Metadata-Version: 2.4
Name: djinn
Version: 2.2
Summary: Convert your linked-read data between formats, almost like magic.
Author: Pavel Dimens
License-Expression: GPL-3.0-or-later
Project-URL: Homepage, https://github.com/pdimens/djinn
Requires-Python: >=3.11
Description-Content-Type: text/markdown
License-File: LICENSE
Dynamic: license-file

![djinn logo](https://raw.githubusercontent.com/pdimens/djinn/refs/heads/docs/static/djinn.png)

[![GitHub Release](https://img.shields.io/github/v/release/pdimens/djinn?style=for-the-badge&logo=anaconda&logoColor=ffffff)](https://github.com/pdimens/djinn/releases)
[![documentation badge](https://img.shields.io/badge/read%20the-docs-fbab3a?style=for-the-badge&logo=quicklook&logoColor=ffffff)](https://pdimens.github.io/djinn)
[![GitHub Actions Workflow Status](https://img.shields.io/github/actions/workflow/status/pdimens/djinn/tests.yaml?style=for-the-badge&logo=cachet&logoColor=ffffff)](https://www.youtube.com/watch?v=F1qdBPlK9M4)

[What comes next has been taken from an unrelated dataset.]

PR #64, opened 2017-08-02
Fix Android Java code for react 0.47.0

guperrot:
Same code will also work on earlier versions.


mobile-center-analytics/android/src/main/java/com/microsoft/azure/mobile/react/analytics/RNAnalyticsPackage.java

Modify and convert linked-read FASTQ and BAM files

## Extract barcodes
Get all the barcodes from the input file(s)

## Sort by barcode
Sort records by barcode rather than name or position

## Filtering
- separate linked reads from singletons
- omit invalid barcodes

## Convert files
Djinn converts between linked-read data formats. You can convert between formats in terms of FASTQ type or barcode style. It supports:
- 10X
- haplotagging
- stLFR
- TELLseq
- [standard](https://pdimens.github.io/harpy/getting_started/linked_read_data/#linked-read-data-types)

## NCBI submission
NCBI strips out sequence headers from FASTQ submissions, so it would be best to convert your linked-read
FASTQ data into an unaligned BAM file, with the linked-read barcode stored in the `BX` or `BC` tag.
Djinn provides a convenience function to convert to (or from) this format, although it's really just
a basic `samtools` command.

## Hi-C spoofing
This is **extremely experimental** and it converts a paired-end linked-read fastq file pair into one that conforms to Hi-C expectations by mix-matching the R1s and R2s of reads that share a barcode.